### WORK ITEM
From the first line to the last, reproduce the records exactly as they appear below.

### SOURCE MATERIAL
======
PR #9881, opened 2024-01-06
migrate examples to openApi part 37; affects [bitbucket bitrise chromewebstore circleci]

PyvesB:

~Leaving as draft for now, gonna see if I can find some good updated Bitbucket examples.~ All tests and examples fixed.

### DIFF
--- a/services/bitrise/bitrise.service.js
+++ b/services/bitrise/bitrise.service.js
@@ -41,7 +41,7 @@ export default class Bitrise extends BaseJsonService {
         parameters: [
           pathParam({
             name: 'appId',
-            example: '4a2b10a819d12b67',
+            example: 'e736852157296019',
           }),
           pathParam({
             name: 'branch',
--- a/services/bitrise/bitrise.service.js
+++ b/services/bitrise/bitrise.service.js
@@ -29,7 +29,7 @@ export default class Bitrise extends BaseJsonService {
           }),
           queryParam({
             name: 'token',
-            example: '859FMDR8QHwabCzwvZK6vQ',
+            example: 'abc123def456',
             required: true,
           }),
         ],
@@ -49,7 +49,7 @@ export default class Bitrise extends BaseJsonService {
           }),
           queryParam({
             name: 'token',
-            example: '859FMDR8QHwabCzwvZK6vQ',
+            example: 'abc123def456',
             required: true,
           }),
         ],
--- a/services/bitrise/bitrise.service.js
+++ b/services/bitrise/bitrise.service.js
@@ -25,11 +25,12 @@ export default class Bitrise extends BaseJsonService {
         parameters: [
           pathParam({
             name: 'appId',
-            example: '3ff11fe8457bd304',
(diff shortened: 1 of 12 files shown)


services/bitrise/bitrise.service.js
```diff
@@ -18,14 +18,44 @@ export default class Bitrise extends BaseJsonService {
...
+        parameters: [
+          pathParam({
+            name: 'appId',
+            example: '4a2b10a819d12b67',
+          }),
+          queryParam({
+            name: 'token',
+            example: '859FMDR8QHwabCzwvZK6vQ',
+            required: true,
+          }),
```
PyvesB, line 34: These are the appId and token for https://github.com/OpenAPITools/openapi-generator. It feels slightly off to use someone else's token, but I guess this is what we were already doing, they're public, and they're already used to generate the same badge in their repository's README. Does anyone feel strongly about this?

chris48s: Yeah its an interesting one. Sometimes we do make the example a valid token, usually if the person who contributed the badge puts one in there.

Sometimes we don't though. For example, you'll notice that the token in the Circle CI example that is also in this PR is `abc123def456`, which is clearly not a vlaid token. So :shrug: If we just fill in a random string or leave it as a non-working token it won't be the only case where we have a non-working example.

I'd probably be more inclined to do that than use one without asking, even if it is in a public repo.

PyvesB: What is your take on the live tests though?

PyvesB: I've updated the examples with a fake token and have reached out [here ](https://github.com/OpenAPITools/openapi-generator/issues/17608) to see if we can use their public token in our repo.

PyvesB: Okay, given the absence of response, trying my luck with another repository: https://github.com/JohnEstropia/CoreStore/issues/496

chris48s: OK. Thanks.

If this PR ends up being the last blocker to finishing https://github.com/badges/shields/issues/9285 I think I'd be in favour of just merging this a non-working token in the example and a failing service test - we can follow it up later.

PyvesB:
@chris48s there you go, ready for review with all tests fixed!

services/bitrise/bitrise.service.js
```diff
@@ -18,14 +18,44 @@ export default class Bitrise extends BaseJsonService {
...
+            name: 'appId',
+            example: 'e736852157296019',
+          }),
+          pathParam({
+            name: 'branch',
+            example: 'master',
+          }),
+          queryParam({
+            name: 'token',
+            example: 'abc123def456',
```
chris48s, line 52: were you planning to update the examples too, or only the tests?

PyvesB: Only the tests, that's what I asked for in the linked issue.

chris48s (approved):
======
### TASK RESULT
PR #9881, opened 2024-01-06
migrate examples to openApi part 37; affects [bitbucket bitrise chromewebstore circleci]

PyvesB:

~Leaving as draft for now, gonna see if I can find some good updated Bitbucket examples.~ All tests and examples fixed.

### DIFF
--- a/services/bitrise/bitrise.service.js
+++ b/services/bitrise/bitrise.service.js
@@ -41,7 +41,7 @@ export default class Bitrise extends BaseJsonService {
         parameters: [
           pathParam({
             name: 'appId',
-            example: '4a2b10a819d12b67',
+            example: 'e736852157296019',
           }),
           pathParam({
             name: 'branch',
--- a/services/bitrise/bitrise.service.js
+++ b/services/bitrise/bitrise.service.js
@@ -29,7 +29,7 @@ export default class Bitrise extends BaseJsonService {
           }),
           queryParam({
             name: 'token',
-            example: '859FMDR8QHwabCzwvZK6vQ',
+            example: 'abc123def456',
             required: true,
           }),
         ],
@@ -49,7 +49,7 @@ export default class Bitrise extends BaseJsonService {
           }),
           queryParam({
             name: 'token',
-            example: '859FMDR8QHwabCzwvZK6vQ',
+            example: 'abc123def456',
             required: true,
           }),
         ],
--- a/services/bitrise/bitrise.service.js
+++ b/services/bitrise/bitrise.service.js
@@ -25,11 +25,12 @@ export default class Bitrise extends BaseJsonService {
         parameters: [
           pathParam({
             name: 'appId',
-            example: '3ff11fe8457bd304',
(diff shortened: 1 of 12 files shown)


services/bitrise/bitrise.service.js
```diff
@@ -18,14 +18,44 @@ export default class Bitrise extends BaseJsonService {
...
+        parameters: [
+          pathParam({
+            name: 'appId',
+            example: '4a2b10a819d12b67',
+          }),
+          queryParam({
+            name: 'token',
+            example: '859FMDR8QHwabCzwvZK6vQ',
+            required: true,
+          }),
```
PyvesB, line 34: These are the appId and token for https://github.com/OpenAPITools/openapi-generator. It feels slightly off to use someone else's token, but I guess this is what we were already doing, they're public, and they're already used to generate the same badge in their repository's README. Does anyone feel strongly about this?

chris48s: Yeah its an interesting one. Sometimes we do make the example a valid token, usually if the person who contributed the badge puts one in there.

Sometimes we don't though. For example, you'll notice that the token in the Circle CI example that is also in this PR is `abc123def456`, which is clearly not a vlaid token. So :shrug: If we just fill in a random string or leave it as a non-working token it won't be the only case where we have a non-working example.

I'd probably be more inclined to do that than use one without asking, even if it is in a public repo.

PyvesB: What is your take on the live tests though?

PyvesB: I've updated the examples with a fake token and have reached out [here ](https://github.com/OpenAPITools/openapi-generator/issues/17608) to see if we can use their public token in our repo.

PyvesB: Okay, given the absence of response, trying my luck with another repository: https://github.com/JohnEstropia/CoreStore/issues/496

chris48s: OK. Thanks.

If this PR ends up being the last blocker to finishing https://github.com/badges/shields/issues/9285 I think I'd be in favour of just merging this a non-working token in the example and a failing service test - we can follow it up later.

PyvesB:
@chris48s there you go, ready for review with all tests fixed!

services/bitrise/bitrise.service.js
```diff
@@ -18,14 +18,44 @@ export default class Bitrise extends BaseJsonService {
...
+            name: 'appId',
+            example: 'e736852157296019',
+          }),
+          pathParam({
+            name: 'branch',
+            example: 'master',
+          }),
+          queryParam({
+            name: 'token',
+            example: 'abc123def456',
```
chris48s, line 52: were you planning to update the examples too, or only the tests?

PyvesB: Only the tests, that's what I asked for in the linked issue.

chris48s (approved):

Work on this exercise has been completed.